The flow cytometry results confirmed that isolated BMMSCs were homogenously positive for MSC markers: CD44 and CD90 (Fig. 2A, B), but negative for the endothelial cell marker CD31 (Fig. 2C) and the hematopoietic marker CD34 (Fig. 2D). In differentiation assays of BMMSCs, the Alizarin red staining demonstrated that mineralized nodules formed after 4 weeks of the osteogenic induction; intracellular Oil red O-stained lipid-rich vacuoles appeared after 2 weeks of the adipogenic induction; sulfated glycosaminoglycan matrix depositions were observed when stained by Safranin-O/fast green after the chondrogenic induction. In contrast, isolated skin fibroblasts did not show these trilineage differentiation abilities (data not shown).

Figure 2.

Immunophenotypic characterization of rat mesenchymal stem cells. (A, B) Flow cytometry analysis results confirmed that isolated BMMSCs were positive for mesenchymal stem cell markers CD44 and CD90. (C) Cells were negative for endothelial cell marker CD31. (D) Cells were negative for hematopoietic marker CD34.

Radiographic Analysis

As shown in the serial radiographs (Fig. 3A), the gaps at fracture sites gradually decreased with the fracture healing process during weekly X-ray follow-up. After 4 weeks following the injections, smaller fracture gaps were found in MSC injection groups (MSC systemic and MSC local), compared to the controls (PBS control and fibroblast control).

Figure 3.

Radiograph, micro-CT, and four-point bending mechanical testing results. (A) Series of representative lateral radiographic pictures among four groups at five different time points (injection days 1, 2, 3, and 4 weeks following the fracture) showed that MSC injection groups (MSC-sys and MSC-loc) had smaller fracture gaps than controls (PBS and fibroblast). (B) The mean callus width of fractured femurs in MSC injection groups was significantly larger than controls. (C) Four representative 3D reconstruction images of the fractured bone by micro-CT from each group showed that fracture gaps were smaller in MSC injection groups compared to the control groups. (D) The micro-CT analysis data showed that BV/TV in MSC injection groups was significantly higher than that in the control groups. (E) The overall BMD at the fracture sites did not show significant difference among the four groups (p > 0.05). Four-point bending mechanical testing results showed that ultimate load to failure (F) and E-modulus (G) in the MSC-Sys and MSC-loc injection group were all significantly higher than those in the PBS control group and the fibroblast group. (H) Energy absorbed to failure in the MSC-loc injection group was significantly higher than that of the PBS control group and the fibroblast group. Overall, in all tests, there was no significant difference between MSC-Sys and MSC-loc group, the PBS, and the fibroblast group.

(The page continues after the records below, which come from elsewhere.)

PR #834, opened 2023-11-02
feat(oas-to-snippet): plugin architecture

erunion:
## 🧰 Changes

This pulls in the new plugin architecture I added to `@readme/httpsnippet` in https://github.com/readmeio/httpsnippet/pull/206 so we can now do a couple great things:

* [x] Decouple [httpsnippet-client-api](https://npm.im/httpsnippet-client-api) completely from this library. `httpsnippet-client-api` depending on `oas` and being used here has historically made bumping major `oas` releases a lot more problematic than it should be.
  * I'm going to treat this as a breaking change since `api` snippets will no longer be natively supported by this library without the `httpsnippet-client-api` plugin for it.
* [x] Allow for the dynamic installation of any new HTTPSnippet-compatible plugin, thereby extending our code snippet generation to custom externally developed language clients.
  * For example a certain unnamed finance company could create a new package on NPM `httpsnippet-plugin-companyname` and we could generate snippets with a new `[node, companyname]` language 🧙 like magic 🪄 

I've also refactored our `/supportedLanguages` export to now be a `getSupportedLanguages` function we'll call to retrieve the languages we support. Had to make this change in order to load custom plugins into the supported languages configuration and make them be available as a supported language. 🐔 🥚 

I don't have any docs written on the plugin system but will write those at some point before this work goes live in our API Explorer.


packages/oas-to-snippet/README.md
```diff
@@ -24,41 +24,62 @@ import petstore from './petstore.json';
 const apiDefinition = new Oas(petstore);
 const operation = apiDefinition.operation('/pets', 'get');
 
-// This is a keyed object containing formData for your operation. Available keys are: path,
```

Quantitative analysis showed that the mean callus width of fractured femurs in the MSC systemic injection group was significantly larger than that of the PBS control group (p=0.038) and the fibroblast injection group (p=0.029); the MSC local injection group was also significantly larger than that of the PBS control group (p=0.019) and the fibroblast control group (p=0.015). There was no significant difference between the MSC systemic and the local injection groups (p=0.991). There was no significant difference between the PBS and fibroblast control groups (p=0.999) (Fig. 3B).

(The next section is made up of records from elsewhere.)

PR #208, opened 2018-07-28
Fix GetDocument to read protobin format, fail gracefully if branch not in head

oferb:


common/firestore/FirestoreClient.java
```diff
@@ -60,30 +60,47 @@ private String getCreateDocumentUrl(String user) {
...
+    connection.setRequestMethod("GET");
+    connection.setRequestProperty("Authorization", "Bearer " + token);
+    try (BufferedReader reader =
+        new BufferedReader(new InputStreamReader(connection.getInputStream()))) {
+      String line;
+      while ((line = reader.readLine()) != null) {
+        response.append(line);
+      }
+    }
+    if (connection.getResponseCode() != HTTP_OK) {
```
vmax: @oferb shouldn't you check response code _before_ trying to read from it?

oferb: The read `getInputStream()` actually does the call. Kind of odd but that's how it works.

https://stackoverflow.com/questions/16122999/java-urlconnection-when-do-i-need-to-use-the-connect-method

In the case of an error, it'll read the contents into `response` and then fail. I think it's not so bad to leave as is.

PR #209, opened 2018-07-29
Various checks for dependencies.yaml

vmax:


check_dependencies.sh
```diff
@@ -0,0 +1,50 @@
...
+
+bazel run //tools/formatter -- \
+  --path $(pwd)/third_party/maven/ \
+  --build \
+  &>/dev/null
+
+# Prints out an error only if both conditions are satisfied:
+# * we are on CircleCI
+# * working tree contains unstaged changes
+# When ran locally it silently fixes everything.
```
oferb: It always fixes everything, just when ran locally it does it silently, right?

vmax: @oferb this is correct

check_dependencies.sh
```diff
@@ -0,0 +1,48 @@
...
+
+BAZEL_DEPS_CACHE="$HOME/bazel_deps_cache"
+DEP_CHECKSUM=($(sha1sum $(pwd)/dependencies.yaml))
+CACHED_RESULT="$BAZEL_DEPS_CACHE/$DEP_CHECKSUM"
+
+if [[ ! -z "$CIRCLECI" ]]; then
+  mkdir -p $BAZEL_DEPS_CACHE
+  isok=$(<$CACHED_RESULT)
+
+  if [ "$isok" == "OK" ]; then
```
oferb: This cache mechanism allows to "come back" to previously cached `dependencies.yaml`, even if they don't match the current `third_party/maven`.
I think what we need is to somehow figure out if `dependencies.yaml` was changed in the current PR and if so, rerun this. Not sure how to find that out though..

Alternatively, we could either:
* Run it always
* Check the whitelist for dependencies in https://github.com/google/startup-os/blob/master/third_party/maven/workspace.bzl. This doesn't check the correspondence, but at least checks the whitelist.

vmax: @oferb 
>figure out if `dependencies.yaml` was changed in the current PR and if so, rerun this

maybe `git diff` to `master` may help

oferb: Actually, looking at `workspace.bzl` I think it'll be pretty easy to do a whitelist check on that.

Micro-CT Analysis of the Fractured Bone

Four representative 3D reconstruction images of the fractured bones (threshold at 320-1,000) by micro-CT from each group showed that fracture gaps were smaller in MSC injection groups (systemic and local), compared to the controls (PBS and fibroblast) (Fig. 3C).

Quantitative analysis revealed that the mean percentage of bone volume over tissue volume (BV/TV) (threshold at 320-1,000) in the MSC systemic injection group was significantly higher than that of the PBS control group (p=0.017) and the fibroblast injection group (p=0.014). BV/TV (threshold at 320-1,000) in the MSC local injection group was significantly higher than that of the PBS control group (p=0.038) and the fibroblast injection group (p=0.029), but there was no significant difference between the MSC systemic injection group and the MSC local injection group (p=0.293), the PBS control group and the fibroblast injection group (p = 0.739) (Fig. 3D). The overall BMD at the fracture sites did not show significant differences among the four groups (p > 0.05) (Fig. 3E).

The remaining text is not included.